Issuer: C = US, O = Let's Encrypt, CN = Let's Encrypt Authority X3
Not Before: Feb 13 00:03:30 2018 GMT
DNS:api.mnactivist.org, DNS:mnactivist.org, DNS:www.mnactivist.org
Saving debug log to /var/log/letsencrypt/letsencrypt.log
Plugins selected: Authenticator nginx, Installer nginx
Obtaining a new certificate
Performing the following challenges:
tls-sni-01 challenge for dreamfreely.org
tls-sni-01 challenge for www.dreamfreely.org
2018/02/27 14:27:07 [notice] 15162#15162: signal process started
Waiting for verification…
Cleaning up challenges
2018/02/27 14:27:13 [notice] 15174#15174: signal process started
Failed authorization procedure. dreamfreely.org (tls-sni-01): urn:acme:error:unauthorized :: The client lacks sufficient authorization :: Incorrect validation certificate for tls-sni-01 challenge. Requested 7c530d72c232e18bdf75855de89a1447.e0c304986cf253cf832694ae2db9733b.acme.invalid from [2600:3c00::f03c:91ff:febb:adc4]:443. Received 2 certificate(s), first certificate had names “api.mnactivist.org, mnactivist.org, www.mnactivist.org”, www.dreamfreely.org (tls-sni-01): urn:acme:error:unauthorized :: The client lacks sufficient authorization :: Incorrect validation certificate for tls-sni-01 challenge. Requested 1161cee2dbc3202f1de1affa8c95f6fa.fd7d3565be7543697ce4fad0d70922b9.acme.invalid from [2600:3c00::f03c:91ff:febb:adc4]:443. Received 2 certificate(s), first certificate had names “api.mnactivist.org, mnactivist.org, www.mnactivist.org”
IMPORTANT NOTES:
The following errors were reported by the server:
Domain: dreamfreely.org
Type: unauthorized
Detail: Incorrect validation certificate for tls-sni-01 challenge.
Requested
7c530d72c232e18bdf75855de89a1447.e0c304986cf253cf832694ae2db9733b.acme.invalid
from [2600:3c00::f03c:91ff:febb:adc4]:443. Received 2
certificate(s), first certificate had names “api.mnactivist.org, mnactivist.org, www.mnactivist.org”

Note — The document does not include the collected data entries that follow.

PR #7, opened 2019-12-09
Try variable image with args

webbertakken:
While waiting for https://github.com/webbertakken/unity-actions/issues/3#issuecomment-560118513 to get a reply, this PR attempts to try all possible options to get variable images through args or environment variables.


webbertakken:
Trying arg substitution as per Docker docs https://docs.docker.com/engine/reference/builder/#understand-how-arg-and-from-interact

webbertakken:
Looks like all available options have been exhausted. We need support for passing arguments on build time from the Actions team.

Domain: www.dreamfreely.org
Type: unauthorized
Detail: Incorrect validation certificate for tls-sni-01 challenge.
Requested
1161cee2dbc3202f1de1affa8c95f6fa.fd7d3565be7543697ce4fad0d70922b9.acme.invalid
from [2600:3c00::f03c:91ff:febb:adc4]:443. Received 2
certificate(s), first certificate had names “api.mnactivist.org, mnactivist.org, www.mnactivist.org”
To fix these errors, please make sure that your domain name was
entered correctly and the DNS A/AAAA record(s) for that domain
contain(s) the right IP address.
Is this again because the server isn’t listening to ipv6 in that configuration?
I think I have one more chance left before I’m rate limited; and so wish to ask before attemping.
The rate limit for failed validations only lasts for an hour, not a week, so it's not that bad if you fail it. You can also try with --staging to debug the situation first, which doesn't count against your production rate limit.